What the task requires:
In the data below, which lines hold "around"? Copy every one.
__________
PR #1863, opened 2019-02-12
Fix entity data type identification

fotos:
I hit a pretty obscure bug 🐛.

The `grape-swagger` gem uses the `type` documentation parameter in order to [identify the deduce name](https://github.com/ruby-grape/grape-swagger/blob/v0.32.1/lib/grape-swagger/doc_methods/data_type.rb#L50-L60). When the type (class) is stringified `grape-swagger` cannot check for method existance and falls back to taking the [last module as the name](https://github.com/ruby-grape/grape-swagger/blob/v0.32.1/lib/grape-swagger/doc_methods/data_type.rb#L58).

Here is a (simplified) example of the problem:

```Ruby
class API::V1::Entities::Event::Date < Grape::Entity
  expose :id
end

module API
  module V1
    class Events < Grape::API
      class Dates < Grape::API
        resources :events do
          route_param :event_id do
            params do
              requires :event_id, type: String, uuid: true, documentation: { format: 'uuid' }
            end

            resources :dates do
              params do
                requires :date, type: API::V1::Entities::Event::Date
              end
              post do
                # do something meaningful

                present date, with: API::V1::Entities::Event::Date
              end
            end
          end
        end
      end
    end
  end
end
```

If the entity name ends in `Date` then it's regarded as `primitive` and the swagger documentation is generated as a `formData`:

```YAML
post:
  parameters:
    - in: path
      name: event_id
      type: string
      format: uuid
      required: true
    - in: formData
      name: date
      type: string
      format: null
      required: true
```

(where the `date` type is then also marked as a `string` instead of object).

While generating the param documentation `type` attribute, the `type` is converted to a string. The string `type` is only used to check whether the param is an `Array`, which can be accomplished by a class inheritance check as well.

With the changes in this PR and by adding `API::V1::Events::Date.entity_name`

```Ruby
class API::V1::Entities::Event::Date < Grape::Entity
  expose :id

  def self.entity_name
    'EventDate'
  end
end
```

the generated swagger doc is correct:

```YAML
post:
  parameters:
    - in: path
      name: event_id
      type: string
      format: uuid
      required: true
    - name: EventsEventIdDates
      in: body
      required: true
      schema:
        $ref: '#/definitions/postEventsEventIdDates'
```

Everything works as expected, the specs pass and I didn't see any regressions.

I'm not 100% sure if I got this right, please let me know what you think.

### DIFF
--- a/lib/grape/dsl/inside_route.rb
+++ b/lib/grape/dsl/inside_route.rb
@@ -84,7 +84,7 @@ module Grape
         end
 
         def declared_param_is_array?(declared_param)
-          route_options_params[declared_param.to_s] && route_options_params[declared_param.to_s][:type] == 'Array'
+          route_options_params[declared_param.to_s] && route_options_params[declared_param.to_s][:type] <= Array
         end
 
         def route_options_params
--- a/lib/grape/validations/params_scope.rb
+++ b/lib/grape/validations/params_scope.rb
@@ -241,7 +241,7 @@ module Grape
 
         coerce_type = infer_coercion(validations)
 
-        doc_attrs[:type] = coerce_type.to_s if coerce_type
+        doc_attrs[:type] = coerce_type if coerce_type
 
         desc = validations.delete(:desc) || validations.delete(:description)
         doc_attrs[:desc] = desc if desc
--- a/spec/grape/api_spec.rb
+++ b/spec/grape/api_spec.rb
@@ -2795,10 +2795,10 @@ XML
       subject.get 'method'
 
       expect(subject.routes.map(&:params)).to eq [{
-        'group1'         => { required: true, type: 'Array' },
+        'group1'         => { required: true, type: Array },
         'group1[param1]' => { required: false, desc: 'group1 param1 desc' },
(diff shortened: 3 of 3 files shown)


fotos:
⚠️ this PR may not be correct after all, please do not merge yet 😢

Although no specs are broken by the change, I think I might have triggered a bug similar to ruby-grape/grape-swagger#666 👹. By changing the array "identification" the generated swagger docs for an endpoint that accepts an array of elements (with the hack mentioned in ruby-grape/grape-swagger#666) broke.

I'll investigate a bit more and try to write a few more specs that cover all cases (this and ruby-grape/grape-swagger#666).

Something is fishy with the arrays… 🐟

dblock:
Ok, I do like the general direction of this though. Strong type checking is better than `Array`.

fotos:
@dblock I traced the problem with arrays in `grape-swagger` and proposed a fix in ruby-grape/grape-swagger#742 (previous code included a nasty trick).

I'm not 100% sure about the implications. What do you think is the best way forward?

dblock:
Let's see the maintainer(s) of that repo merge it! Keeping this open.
__________
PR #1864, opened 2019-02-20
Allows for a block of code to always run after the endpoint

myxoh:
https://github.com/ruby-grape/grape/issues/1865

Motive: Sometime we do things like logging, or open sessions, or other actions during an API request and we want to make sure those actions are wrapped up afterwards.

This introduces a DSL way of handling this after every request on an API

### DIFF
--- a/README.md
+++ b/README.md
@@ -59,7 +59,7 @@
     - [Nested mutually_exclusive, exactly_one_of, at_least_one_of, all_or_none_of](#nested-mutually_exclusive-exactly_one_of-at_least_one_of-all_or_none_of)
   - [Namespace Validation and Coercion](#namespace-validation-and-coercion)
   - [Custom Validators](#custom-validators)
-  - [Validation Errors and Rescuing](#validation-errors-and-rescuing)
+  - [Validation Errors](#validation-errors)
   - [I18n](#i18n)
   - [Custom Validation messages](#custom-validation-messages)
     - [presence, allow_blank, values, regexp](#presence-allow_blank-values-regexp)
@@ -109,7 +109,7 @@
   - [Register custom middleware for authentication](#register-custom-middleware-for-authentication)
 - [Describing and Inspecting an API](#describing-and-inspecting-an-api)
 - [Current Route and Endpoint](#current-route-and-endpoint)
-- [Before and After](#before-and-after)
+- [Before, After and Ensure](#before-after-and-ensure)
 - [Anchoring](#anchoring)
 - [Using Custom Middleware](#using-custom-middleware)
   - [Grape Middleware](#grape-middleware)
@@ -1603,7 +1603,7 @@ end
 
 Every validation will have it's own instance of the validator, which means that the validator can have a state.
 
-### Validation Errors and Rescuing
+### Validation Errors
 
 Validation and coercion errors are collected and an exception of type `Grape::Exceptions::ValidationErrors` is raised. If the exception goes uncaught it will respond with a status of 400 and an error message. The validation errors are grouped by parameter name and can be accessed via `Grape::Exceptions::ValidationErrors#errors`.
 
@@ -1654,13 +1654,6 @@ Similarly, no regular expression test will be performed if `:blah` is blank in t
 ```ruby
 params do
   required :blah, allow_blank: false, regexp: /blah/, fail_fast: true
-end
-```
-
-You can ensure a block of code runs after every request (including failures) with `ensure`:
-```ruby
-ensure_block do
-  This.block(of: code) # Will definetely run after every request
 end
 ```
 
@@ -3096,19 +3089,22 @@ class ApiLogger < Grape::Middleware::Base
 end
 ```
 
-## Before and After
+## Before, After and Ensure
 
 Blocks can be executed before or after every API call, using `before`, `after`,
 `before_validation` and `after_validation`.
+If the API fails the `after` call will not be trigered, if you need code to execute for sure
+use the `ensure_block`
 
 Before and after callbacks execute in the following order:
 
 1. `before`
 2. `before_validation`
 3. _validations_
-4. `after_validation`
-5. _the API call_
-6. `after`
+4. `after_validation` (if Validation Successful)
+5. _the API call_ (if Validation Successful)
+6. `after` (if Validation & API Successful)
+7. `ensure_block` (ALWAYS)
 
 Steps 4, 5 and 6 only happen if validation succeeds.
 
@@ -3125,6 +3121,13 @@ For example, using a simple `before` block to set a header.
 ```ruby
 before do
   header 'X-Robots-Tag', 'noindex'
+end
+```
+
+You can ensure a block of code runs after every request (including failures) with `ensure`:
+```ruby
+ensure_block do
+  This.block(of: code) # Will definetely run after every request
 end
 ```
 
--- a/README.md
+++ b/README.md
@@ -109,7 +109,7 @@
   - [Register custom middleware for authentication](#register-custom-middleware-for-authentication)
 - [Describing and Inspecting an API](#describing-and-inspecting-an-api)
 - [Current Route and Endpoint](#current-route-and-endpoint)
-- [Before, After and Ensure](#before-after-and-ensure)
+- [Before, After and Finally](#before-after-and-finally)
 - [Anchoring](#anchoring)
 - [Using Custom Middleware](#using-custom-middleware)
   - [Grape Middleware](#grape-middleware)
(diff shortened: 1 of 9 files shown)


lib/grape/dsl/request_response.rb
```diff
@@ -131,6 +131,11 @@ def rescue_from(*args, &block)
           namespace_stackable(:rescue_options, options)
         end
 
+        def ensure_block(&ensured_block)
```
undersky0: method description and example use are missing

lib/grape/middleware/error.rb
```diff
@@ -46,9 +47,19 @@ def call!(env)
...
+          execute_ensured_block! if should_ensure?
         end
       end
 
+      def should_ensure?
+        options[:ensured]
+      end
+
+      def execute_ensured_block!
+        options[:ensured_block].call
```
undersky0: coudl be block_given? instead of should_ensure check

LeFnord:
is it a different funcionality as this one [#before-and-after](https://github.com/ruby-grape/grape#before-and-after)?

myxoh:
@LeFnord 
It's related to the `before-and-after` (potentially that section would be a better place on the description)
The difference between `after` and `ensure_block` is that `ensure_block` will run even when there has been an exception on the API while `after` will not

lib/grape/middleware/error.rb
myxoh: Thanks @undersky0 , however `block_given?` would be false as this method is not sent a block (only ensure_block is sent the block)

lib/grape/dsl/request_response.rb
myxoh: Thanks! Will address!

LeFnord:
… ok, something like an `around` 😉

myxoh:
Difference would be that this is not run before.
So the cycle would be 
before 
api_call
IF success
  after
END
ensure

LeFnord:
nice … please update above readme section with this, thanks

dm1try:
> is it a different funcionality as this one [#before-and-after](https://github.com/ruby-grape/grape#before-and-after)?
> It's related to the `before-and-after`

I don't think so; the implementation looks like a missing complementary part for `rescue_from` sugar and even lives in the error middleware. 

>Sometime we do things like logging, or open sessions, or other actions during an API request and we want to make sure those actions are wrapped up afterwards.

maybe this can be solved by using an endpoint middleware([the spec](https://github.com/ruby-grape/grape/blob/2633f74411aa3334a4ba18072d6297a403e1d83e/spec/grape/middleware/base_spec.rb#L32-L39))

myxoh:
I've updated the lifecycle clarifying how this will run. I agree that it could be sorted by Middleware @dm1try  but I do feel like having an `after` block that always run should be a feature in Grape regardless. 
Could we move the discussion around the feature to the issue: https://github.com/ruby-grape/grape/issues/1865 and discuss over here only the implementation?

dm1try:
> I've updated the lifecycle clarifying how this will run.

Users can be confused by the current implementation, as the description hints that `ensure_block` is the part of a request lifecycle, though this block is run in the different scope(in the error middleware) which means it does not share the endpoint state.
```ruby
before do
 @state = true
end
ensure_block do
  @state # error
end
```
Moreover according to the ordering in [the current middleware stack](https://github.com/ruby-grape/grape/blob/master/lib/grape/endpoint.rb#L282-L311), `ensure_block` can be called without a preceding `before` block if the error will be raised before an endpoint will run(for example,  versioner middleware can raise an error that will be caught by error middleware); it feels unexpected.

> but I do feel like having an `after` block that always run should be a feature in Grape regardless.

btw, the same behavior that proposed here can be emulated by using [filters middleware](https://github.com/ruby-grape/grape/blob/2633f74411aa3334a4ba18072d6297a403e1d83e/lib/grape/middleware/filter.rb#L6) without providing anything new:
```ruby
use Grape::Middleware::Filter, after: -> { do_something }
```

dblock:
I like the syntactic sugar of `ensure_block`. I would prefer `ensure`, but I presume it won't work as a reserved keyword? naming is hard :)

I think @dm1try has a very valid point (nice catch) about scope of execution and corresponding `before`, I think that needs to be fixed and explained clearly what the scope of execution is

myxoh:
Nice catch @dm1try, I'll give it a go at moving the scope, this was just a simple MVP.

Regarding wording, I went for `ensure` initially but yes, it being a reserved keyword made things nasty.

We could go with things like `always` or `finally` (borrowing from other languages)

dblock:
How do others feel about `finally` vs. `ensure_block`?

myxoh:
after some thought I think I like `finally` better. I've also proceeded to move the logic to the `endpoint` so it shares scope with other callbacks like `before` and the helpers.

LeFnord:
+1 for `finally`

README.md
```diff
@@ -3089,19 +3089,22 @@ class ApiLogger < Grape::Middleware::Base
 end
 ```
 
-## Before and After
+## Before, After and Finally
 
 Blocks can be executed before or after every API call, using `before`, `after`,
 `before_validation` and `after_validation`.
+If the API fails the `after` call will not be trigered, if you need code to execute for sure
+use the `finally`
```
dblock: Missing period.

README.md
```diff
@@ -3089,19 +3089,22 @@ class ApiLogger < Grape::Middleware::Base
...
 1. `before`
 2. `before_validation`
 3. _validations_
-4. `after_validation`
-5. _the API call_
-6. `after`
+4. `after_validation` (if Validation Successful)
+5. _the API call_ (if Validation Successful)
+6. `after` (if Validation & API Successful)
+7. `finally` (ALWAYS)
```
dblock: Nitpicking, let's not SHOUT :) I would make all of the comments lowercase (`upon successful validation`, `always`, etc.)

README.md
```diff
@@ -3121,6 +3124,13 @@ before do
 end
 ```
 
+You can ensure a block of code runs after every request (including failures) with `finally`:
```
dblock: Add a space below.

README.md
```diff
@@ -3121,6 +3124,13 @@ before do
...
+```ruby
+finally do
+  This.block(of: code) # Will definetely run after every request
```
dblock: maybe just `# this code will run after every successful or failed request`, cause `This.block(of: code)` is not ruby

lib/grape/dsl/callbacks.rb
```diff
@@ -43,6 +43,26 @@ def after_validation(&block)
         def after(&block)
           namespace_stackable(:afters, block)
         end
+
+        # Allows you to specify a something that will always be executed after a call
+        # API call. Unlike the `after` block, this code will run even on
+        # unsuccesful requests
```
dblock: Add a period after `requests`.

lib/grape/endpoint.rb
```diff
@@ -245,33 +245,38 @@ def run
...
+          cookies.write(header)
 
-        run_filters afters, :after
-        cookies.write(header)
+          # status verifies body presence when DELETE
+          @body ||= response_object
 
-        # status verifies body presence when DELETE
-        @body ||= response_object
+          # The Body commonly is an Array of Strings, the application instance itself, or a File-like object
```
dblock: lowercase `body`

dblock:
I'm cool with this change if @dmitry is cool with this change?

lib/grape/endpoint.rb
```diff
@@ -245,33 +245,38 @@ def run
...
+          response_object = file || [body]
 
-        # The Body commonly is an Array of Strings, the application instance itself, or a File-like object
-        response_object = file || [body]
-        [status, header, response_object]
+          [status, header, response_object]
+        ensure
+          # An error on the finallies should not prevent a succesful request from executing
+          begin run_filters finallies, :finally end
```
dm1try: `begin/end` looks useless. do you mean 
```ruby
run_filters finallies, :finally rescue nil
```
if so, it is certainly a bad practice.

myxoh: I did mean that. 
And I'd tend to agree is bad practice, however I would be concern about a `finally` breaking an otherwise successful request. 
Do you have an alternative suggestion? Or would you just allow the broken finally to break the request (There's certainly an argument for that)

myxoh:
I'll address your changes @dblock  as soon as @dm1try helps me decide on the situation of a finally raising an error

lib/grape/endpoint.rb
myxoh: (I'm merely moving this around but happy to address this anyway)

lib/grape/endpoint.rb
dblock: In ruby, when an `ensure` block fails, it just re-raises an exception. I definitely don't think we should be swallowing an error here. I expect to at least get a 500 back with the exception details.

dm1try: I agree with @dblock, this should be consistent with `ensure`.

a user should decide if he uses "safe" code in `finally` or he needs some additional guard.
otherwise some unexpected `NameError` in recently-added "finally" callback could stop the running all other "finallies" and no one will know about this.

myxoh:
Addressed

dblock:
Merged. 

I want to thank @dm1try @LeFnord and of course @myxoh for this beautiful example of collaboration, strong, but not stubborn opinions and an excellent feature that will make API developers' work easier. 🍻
__________
Exercise result:
… ok, something like an `around` 😉
Could we move the discussion around the feature to the issue: https://github.com/ruby-grape/grape/issues/1865 and discuss over here only the implementation?
myxoh: (I'm merely moving this around but happy to address this anyway)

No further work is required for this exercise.